Crowdsensing: mobile data and predictive algorithms

In Pakistan, mobile data has helped the authorities predict where an epidemic will break out:

Researchers working for the Pakistani government developed an early epidemic detection system for their region that looked for telltale signs of a serious outbreak in data gathered by government employees searching for dengue larvae and confirmed cases reported from hospitals. If the system’s algorithms spotted an impending outbreak, government employees would then go to the region to clear mosquito breeding grounds and kill larvae. “Getting early epidemic predictions this year helped us to identify outbreaks early,” says Umar Saif, a computer scientist at the Lahore University of Management Sciences, and a recipient of MIT Technology Review’s Innovators Under 35 award in 2011.

When we think about “mobility” and its potential in business and society, we shouldn’t limit ourselves to the desktop and app paradigm.

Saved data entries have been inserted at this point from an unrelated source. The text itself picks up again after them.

PR #121, opened 2022-11-04
chore: Add pana lint for Flutter package

klochowicz:
See: https://github.com/dart-lang/pana


bonomat:
I'll close this for now as I don't think we will go for it any time soon.

PR #125, opened 2022-11-07
Seed page layout fixes

da-kami:
In an effort to get a better hang of how flutter works and make sure our screen layout is at least somewhat responsive (the wireframes were for iPhone SE...) I worked on the layout of the seed screen.

I will see to apply my learnings to other detail / confirmation screens next :)

This is how it looks on different devices now:

image

image

---

Note: 

I went one step further and used a FAB for confirmation as well using this code:

```dart
        floatingActionButton: FloatingActionButton.extended(
            backgroundColor: checked ? Theme.of(context).colorScheme.primary : Colors.grey[300],
            foregroundColor: checked ? Colors.black : Colors.grey[600],
            onPressed: checked
                ? () {
                    final seedBackupModel = context.read<SeedBackupModel>();
                    seedBackupModel.update();
                    context.go('/');
                  }
                : null,
            label: const Text('Done'))
```

But then I read this discussion https://github.com/flutter/flutter/issues/76120 and came to the conclusion that we should not use a FAB then. I still think a FAB that can be "disabled" looks nicer, but better not go against the recommendations.

### DIFF
--- a/lib/seed.dart
+++ b/lib/seed.dart
@@ -65,103 +65,102 @@ class _SeedState extends State<Seed> {
         appBar: AppBar(
           title: const Text('Backup Seed'),
         ),
-        body: Column(
-          children: [
-            Container(
-              margin: const EdgeInsets.fromLTRB(30, 30, 30, 30),
-              child: Row(mainAxisAlignment: MainAxisAlignment.center, children: [
-                Flexible(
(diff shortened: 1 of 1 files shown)


holzeis (approved):
LGTM 👍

Some big, disruptive innovations of the next ten years will be about marrying powerful sensors being carried by crowds (our colleagues, our customers) and making sense of what the data can tell us.

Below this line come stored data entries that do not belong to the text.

PR #134, opened 2020-09-18
parser: Implement parser for MNR data

sklirg:
Depends on the changes in #133 for adding the appropriate parser, other than that - it's a pretty simple new parser.


parser/mnr.go
```diff
@@ -0,0 +1,204 @@
...
+	"unicode/utf8"
+
+	"github.com/telenornms/skogul"
+)
+
+var mnrLog = skogul.Logger("parser", "mnr")
+
+type MNR struct{}
+
+const MNRSeparator byte = 9 // tab
```
KristianLyng: Should this really be exported?

parser/mnr.go
```diff
@@ -0,0 +1,204 @@
...
+		if err != nil {
+			// If we get an error on this line we will continue
+			// in hopes of having other lines working successfully.
+			mnrLog.WithError(err).Error("Failed to parse MNR line")
+			continue
+		}
+		metrics = append(metrics, metric)
+	}
+	if len(metrics) == 0 {
+		mnrLog.WithField("lines", len(lines)).Warnf("MNR parser failed to parse all of the %d lines", len(lines))
```
KristianLyng: This is an incorrect error message. It's checking if it parsed _any_ messages, not "all".

I'm not sure what the correct response should be if we have 0 viable metrics. Returning an empty array seems inconvenient - it will cause a validation error due to the check in data.go:172 that checks if the metrics array is empty.

KristianLyng (approved):
Looks good to me. I can't really comment too much on the actual parse-logic, but it _looks_ sensible.

parser/mnr.go
sklirg: Fixed message.

The correct thing would be to error, I think, and both empty array and "nil" will do that. Nil might be more appropriate.

parser/mnr.go
sklirg: No.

The description for this trend, or avenue of potential, would naturally be “crowdsensing” (although I suppose in this year’s trend-speak the headline should scream MOBILE+BIG DATA). There’s a research paper from an IBM team a couple of years ago that appears to have coined the term “crowdsensing”. The abstract is as follows:

An emerging category of devices at the edge of the Internet are consumer centric mobile sensing and computing devices, such as smartphones, music players, and in-vehicle sensing devices. These devices will fuel the evolution of the Internet of Things as they feed sensor data to the Internet at a societal scale. In this paper, we will examine a category of applications that we term mobile crowdsensing, where individuals with sensing and computing devices collectively share information to measure and map phenomena of common interest. We will present a brief overview of existing mobile crowdsensing applications and illustrate various research challenges.